Ali Sheikh, fascinado pelo carisma de Hassan, abandona a ideia de um filme sobre sua família, e o transforma em um documentário sobre o cotidiano desse recém descoberto personagem. O diretor utiliza a precariedade de seus equipamentos a seu favor, pois, valendo-se de uma câmera caseira, acaba criando um clima de cumplicidade doméstica entre o espectador e o protagonista.
Algum tempo depois desse encontro, eclode a guerra civil na Síria.
Após uma rápida contextualização, feita por meio de (violentos) registros de materiais de arquivo, voltamos à fazenda de vacas. Hassan agora vive sob o fantasma da guerra. Os conflitos afetaram diretamente sua criação. Ele não é mais o sujeito simpático e extrovertido que conhecemos no início dessa narrativa. Alimentado apenas pelas informações da TV e distante geograficamente da guerra, Hassan ainda consegue construir uma visão contundente sobre a situação de seu país. Absolutamente afetado por esse real, porém, modifica toda a sua relação com o mundo.

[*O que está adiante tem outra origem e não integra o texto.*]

PR #734, opened 2024-09-25
Improve handling of error messages on decoding errors.

rgallardo-netflix:
Ensure that all code paths that can throw a type error will log it properly and with as much information as possible.

### DIFF
--- a/archaius2-core/src/main/java/com/netflix/archaius/DefaultPropertyFactory.java
+++ b/archaius2-core/src/main/java/com/netflix/archaius/DefaultPropertyFactory.java
@@ -28,8 +28,7 @@ public class DefaultPropertyFactory implements PropertyFactory, ConfigListener {
     
     /**
      * Create a Property factory that is attached to a specific config
-     * @param config
-     * @return
+     * @param config The source of configuration for this factory.
      */
     public static DefaultPropertyFactory from(final Config config) {
         return new DefaultPropertyFactory(config);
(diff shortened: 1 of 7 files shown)


kilink (approved):

archaius2-core/src/main/java/com/netflix/archaius/DefaultPropertyFactory.java
```diff
@@ -130,7 +131,7 @@ public <T> Property<T> asType(Function<String, T> mapper, String defaultValue) {
                         try {
                             return mapper.apply(value);
                         } catch (Exception e) {
-                            LOG.warn("Invalid value '{}' for property '{}'", propName, value);
+                            LOG.error("Invalid value '{}' for property '{}'. Will return the default instead.", propName, value);
```
akang31, line 134: I think due to the implementation of the above asType method, this just ends up returning null (this is what we observed in https://netflix.slack.com/archives/C141EJAJU/p1723751704356699)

Ali Sheikh, ao utlilizar o recurso da fazenda, aparentemente afastada de toda a violência, como mínimo ponto, consegue transmitir a dimensão trágica da guerra com uma potência ainda maior do que se registrasse um campo de batalha. Ao focar no drama particular de um homem simples, nos damos conta da complexidade do mundo em que ele está inserido. Hassan tem sua vida devastada por uma guerra que acontece a quilômetros de seu vilarejo, o que não impede que ela seja vizinha do seu desassossego. A vaca, ícone do acolhimento e da maternidade, não sustenta mais o lugar idílico de uma vida auto-sustentável.
O próprio diretor foge da Síria para escapar da convocação militar, enquanto lá, Hassan é obrigado a servir ao exército. Meses depois, Ali Sheikh é notificado da morte do seu primo em uma missão claramente suicida. O filme termina por se tornar uma homenagem a ele.